Winfried Ebner: Das WM-Sticker-Album im #TeamMediaMarktSaturn als Corporate-Influencer-Aktion
Eine Idee aus dem Community-Call, in einer Woche umgesetzt: ein WM-Sticker-Album für die ganze Belegschaft. Was dahintersteckt, wie es funktioniert und was Corporate Influencer daraus mitnehmen können.
Links aus der Episode:
- Das Corporate Influencer Sticker Album (Verlinkung zu allen Stickern) https://www.linkedin.com/pulse/das-teammediamarktsaturn-stickeralbum-die-inventur-der-winfried-ebner-aruhe/
- Winfried zusammen mit aus dem Corporate Influencer Club auf dem Personalmanagement-Kongress https://www.linkedin.com/posts/winfried-ebner_pmk2026-corporateinfluencing-personalmanagementkongress-activity-7463501527807348736-b014
- Unser nächstes Corporate Influencer Club Meetup am 15.07. in Bonn Anmeldung: https://luma.com/gbbt5fqk
- Winfried Ebner auf LinkedIn https://www.linkedin.com/in/winfried-ebner/
- Sophie Rickmann auf LinkedIn https://www.linkedin.com/in/sophierickmann/
- Corporate Influencer Club auf LinkedIn https://www.linkedin.com/groups/12274970/
Um was ging es in dieser Episode:
Sophie Rickmann spricht in diesem Shorty mit Dr. Winfried Ebner, Community Manager und Treiber des Corporate-Influencer-Programms bei MediaMarkt Saturn, über ein ungewöhnliches Community-Projekt: ein WM-Sticker-Album für die gesamte Belegschaft. Das Gespräch entfaltet sich als spontaner Deep Div, entstanden binnen eines Tages und zeigt exemplarisch, wie schnell eine Community-Idee zur gelebten Employee Advocacy werden kann, wenn Timing, Teamgeist und vorhandene Markenmittel zusammenwirken.

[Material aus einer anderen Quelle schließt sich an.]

PR #270, opened 2021-05-16
Rewrote vonneumann_entropy to handle multidimensional tensors.

taylorpatti:


tensorly/backend/tensorflow_backend.py
```diff
@@ -198,8 +198,12 @@ def log2(self,x):
     (tf.einsum, 'einsum'),
     (tf.tensordot, 'tensordot'),
     (tfm.sin, 'sin'),
+<<<<<<< HEAD
+    (tfm.cos, 'cos')
+=======
```
JeanKossaifi, line 203: Looks like there was a merge conflict that wasn't resolved - here the lines below should be kept, adding cos and anu.

tensorly/metrics/entropy.py
```diff
@@ -18,6 +18,8 @@ def vonneumann_entropy(tensor):
     -------
     von_neumann_entropy : order-0 tensor
     """
+    square_dim = int(tl.sqrt(tl.prod(tl.tensor(tensor.shape))))
```
JeanKossaifi, line 21: It may be worth documenting this in the docstring and specifying the possible sizes of tensor (either directly a matrix or a tensor satisfying prod(t.shape) = N**2).

JeanKossaifi:
Thanks @taylorpatti  - the TensorFlow issue is due to merge conflict unresolved in the backend file and we can add a little more detail in the docstring about the input sizes (and perhaps a short Notes section explaining how it is computed with a reference?). Otherwise looks good to me!

PR #271, opened 2021-05-18
Bugfix:HALS convergence checking fails when non-negativity is not imposed on final mode

MarieRoald:
@IsabellLehmann informed me of a bug in the convergence checking of NN CP HALS. If non-negativity is not imposed on the final factor matrix, then the convergence checking will fail, and if non-negativity is imposed, then the loss computation will be off by one iteration. The culprit is line 423 in _nn_cp.py, which says

    iprod=tl.sum(tl.sum(mttkrp*factor, axis=0) *weights)

This works only accidentally when non-negativity is imposed on all modes, since the final factor matrix of the previous iterate is stored in a variable named factor. If non-negativity is not imposed on the final mode, we get an error because the line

Fünf wichtigste Erkenntnisse
- Tempo schlägt Perfektion: Die Idee entstand im Community-Call, wurde in einer Woche umgesetzt – mit KI-Unterstützung und einem Arbeitstag Aufwand für Konzeption und Umsetzung.

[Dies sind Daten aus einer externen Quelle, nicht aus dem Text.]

PR #275, opened 2021-05-27
Issue5

matthewmerris:
Resolved failing l-bfgs-b optimization.

Added scaling by tensor size to the intermediate gradient tensor calculation as per algo1 in paper


matthewmerris:
Disregard

PR #276, opened 2021-05-31
current version uses rank rather than ranks

bkmgit:


JeanKossaifi:
Looks good, thanks @bkmgit !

- Vorhandene Assets nutzen: Die WM-Kampagne lieferte Branding-Elemente, auf die das CI-Team aufsetzen konnte, ohne Marken-Freigaben neu initiieren zu müssen.
- Community-Ideen aufgreifen statt top-down planen: Die stärkste Dynamik entstand, weil die Idee direkt aus der Community kam – der CI-Manager hat sie lediglich ermöglicht und beschleunigt.
- Menschen in den Mittelpunkt, nicht Produkte: Die Stickerkarten zeigen persönliche Eigenschaften und Rollen – kein Produkt-Marketing, sondern Employer Branding mit Gesicht.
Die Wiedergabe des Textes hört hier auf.